RECORDS SHOWN =>
··········

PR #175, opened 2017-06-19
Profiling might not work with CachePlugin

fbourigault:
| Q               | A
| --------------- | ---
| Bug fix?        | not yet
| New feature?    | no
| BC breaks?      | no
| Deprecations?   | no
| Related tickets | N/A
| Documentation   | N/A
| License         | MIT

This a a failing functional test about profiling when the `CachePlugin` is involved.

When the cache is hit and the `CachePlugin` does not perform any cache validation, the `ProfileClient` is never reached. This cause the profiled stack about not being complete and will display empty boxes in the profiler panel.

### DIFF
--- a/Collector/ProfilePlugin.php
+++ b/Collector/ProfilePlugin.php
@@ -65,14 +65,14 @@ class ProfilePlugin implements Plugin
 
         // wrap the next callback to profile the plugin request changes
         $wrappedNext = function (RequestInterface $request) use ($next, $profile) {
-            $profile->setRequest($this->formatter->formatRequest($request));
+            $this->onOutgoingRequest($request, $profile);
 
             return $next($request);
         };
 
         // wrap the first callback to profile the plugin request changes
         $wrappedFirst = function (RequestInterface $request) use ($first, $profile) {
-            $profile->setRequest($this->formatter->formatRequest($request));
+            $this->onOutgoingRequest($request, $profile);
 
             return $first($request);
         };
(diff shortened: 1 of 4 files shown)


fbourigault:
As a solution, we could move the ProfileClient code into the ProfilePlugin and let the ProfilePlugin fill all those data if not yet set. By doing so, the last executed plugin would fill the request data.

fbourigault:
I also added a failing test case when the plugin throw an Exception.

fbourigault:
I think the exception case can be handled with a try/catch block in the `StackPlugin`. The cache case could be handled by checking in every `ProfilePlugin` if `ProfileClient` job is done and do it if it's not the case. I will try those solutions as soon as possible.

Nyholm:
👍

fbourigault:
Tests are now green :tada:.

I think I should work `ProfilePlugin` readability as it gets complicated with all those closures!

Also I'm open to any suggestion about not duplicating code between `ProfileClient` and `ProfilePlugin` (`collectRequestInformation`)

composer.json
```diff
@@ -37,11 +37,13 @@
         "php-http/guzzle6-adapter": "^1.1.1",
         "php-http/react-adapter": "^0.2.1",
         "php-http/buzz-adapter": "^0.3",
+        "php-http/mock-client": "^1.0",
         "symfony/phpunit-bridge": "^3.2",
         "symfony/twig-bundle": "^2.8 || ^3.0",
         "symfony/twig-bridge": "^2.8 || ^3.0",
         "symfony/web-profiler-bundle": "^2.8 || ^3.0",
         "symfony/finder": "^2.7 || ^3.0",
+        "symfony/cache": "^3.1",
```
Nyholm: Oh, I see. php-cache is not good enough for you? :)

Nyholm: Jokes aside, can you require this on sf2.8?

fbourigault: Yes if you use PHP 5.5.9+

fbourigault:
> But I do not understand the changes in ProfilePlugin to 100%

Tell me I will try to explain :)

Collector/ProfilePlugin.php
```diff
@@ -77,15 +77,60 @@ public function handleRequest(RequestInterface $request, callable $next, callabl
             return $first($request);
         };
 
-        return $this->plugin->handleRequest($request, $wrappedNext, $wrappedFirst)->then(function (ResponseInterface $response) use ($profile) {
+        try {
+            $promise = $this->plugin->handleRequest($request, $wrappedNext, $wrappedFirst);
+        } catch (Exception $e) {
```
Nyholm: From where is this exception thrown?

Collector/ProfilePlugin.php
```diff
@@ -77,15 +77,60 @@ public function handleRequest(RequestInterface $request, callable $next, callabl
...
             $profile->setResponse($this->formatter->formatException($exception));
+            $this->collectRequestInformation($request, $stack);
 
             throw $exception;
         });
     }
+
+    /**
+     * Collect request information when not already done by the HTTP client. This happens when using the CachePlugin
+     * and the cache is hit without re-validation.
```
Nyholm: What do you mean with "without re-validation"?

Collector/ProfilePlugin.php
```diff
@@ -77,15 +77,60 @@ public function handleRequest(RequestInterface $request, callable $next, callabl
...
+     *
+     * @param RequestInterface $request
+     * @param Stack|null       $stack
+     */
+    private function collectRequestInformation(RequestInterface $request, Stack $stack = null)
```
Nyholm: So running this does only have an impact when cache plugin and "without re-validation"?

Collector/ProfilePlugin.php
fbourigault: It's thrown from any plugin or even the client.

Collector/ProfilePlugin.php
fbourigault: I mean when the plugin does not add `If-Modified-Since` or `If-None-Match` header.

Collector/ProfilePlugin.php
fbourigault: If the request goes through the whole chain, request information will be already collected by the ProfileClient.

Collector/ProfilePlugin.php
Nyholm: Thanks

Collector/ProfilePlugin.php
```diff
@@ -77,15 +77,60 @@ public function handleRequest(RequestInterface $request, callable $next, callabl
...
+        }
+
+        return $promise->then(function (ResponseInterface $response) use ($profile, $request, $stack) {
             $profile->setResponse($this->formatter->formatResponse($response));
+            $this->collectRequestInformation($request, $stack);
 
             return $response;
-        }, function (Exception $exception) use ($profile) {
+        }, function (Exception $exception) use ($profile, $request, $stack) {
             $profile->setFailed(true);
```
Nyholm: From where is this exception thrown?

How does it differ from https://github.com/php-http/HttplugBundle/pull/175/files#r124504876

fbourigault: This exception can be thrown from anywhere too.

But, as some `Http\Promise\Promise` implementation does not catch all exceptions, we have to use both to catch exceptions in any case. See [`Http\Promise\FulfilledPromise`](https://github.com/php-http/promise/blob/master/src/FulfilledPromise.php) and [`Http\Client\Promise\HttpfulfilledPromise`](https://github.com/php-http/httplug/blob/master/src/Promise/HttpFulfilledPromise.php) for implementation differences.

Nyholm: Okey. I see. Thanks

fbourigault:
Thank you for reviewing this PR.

··········

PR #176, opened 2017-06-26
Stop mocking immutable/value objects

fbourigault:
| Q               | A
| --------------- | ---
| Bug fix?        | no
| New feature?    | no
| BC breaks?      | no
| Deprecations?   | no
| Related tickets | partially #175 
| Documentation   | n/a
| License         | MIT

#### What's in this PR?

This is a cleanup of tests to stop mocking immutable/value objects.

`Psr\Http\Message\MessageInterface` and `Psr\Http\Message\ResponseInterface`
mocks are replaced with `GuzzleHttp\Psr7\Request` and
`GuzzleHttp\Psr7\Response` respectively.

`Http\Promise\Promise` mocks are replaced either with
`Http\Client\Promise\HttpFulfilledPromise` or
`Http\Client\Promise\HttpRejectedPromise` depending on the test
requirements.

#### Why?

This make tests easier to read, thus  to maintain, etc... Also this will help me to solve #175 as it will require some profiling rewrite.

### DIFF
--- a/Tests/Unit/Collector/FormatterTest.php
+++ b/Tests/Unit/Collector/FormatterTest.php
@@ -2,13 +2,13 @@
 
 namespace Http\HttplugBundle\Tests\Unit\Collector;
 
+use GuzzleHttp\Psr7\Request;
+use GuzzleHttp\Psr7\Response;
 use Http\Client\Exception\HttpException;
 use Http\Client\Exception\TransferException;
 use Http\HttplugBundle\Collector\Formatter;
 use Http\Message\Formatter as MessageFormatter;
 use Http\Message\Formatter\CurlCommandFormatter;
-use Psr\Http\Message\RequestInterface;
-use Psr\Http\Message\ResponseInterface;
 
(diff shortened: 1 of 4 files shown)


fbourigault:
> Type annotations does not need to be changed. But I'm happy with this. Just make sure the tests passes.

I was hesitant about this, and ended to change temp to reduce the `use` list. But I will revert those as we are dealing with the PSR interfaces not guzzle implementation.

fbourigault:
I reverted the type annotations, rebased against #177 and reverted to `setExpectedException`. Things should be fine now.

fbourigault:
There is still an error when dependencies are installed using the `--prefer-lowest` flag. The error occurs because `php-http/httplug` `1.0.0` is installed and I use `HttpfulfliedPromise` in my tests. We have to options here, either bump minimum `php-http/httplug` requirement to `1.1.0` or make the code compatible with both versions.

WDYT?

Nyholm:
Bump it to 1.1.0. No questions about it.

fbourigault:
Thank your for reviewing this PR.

··········

THE PROBLEM =>
Repeat the entries above verbatim, but only from the line that has "PR #175, opened 2017-06-19" down to the line that has "This a a failing", inclusive.

SOLUTION =>
PR #175, opened 2017-06-19
Profiling might not work with CachePlugin

fbourigault:
| Q               | A
| --------------- | ---
| Bug fix?        | not yet
| New feature?    | no
| BC breaks?      | no
| Deprecations?   | no
| Related tickets | N/A
| Documentation   | N/A
| License         | MIT

This a a failing functional test about profiling when the `CachePlugin` is involved.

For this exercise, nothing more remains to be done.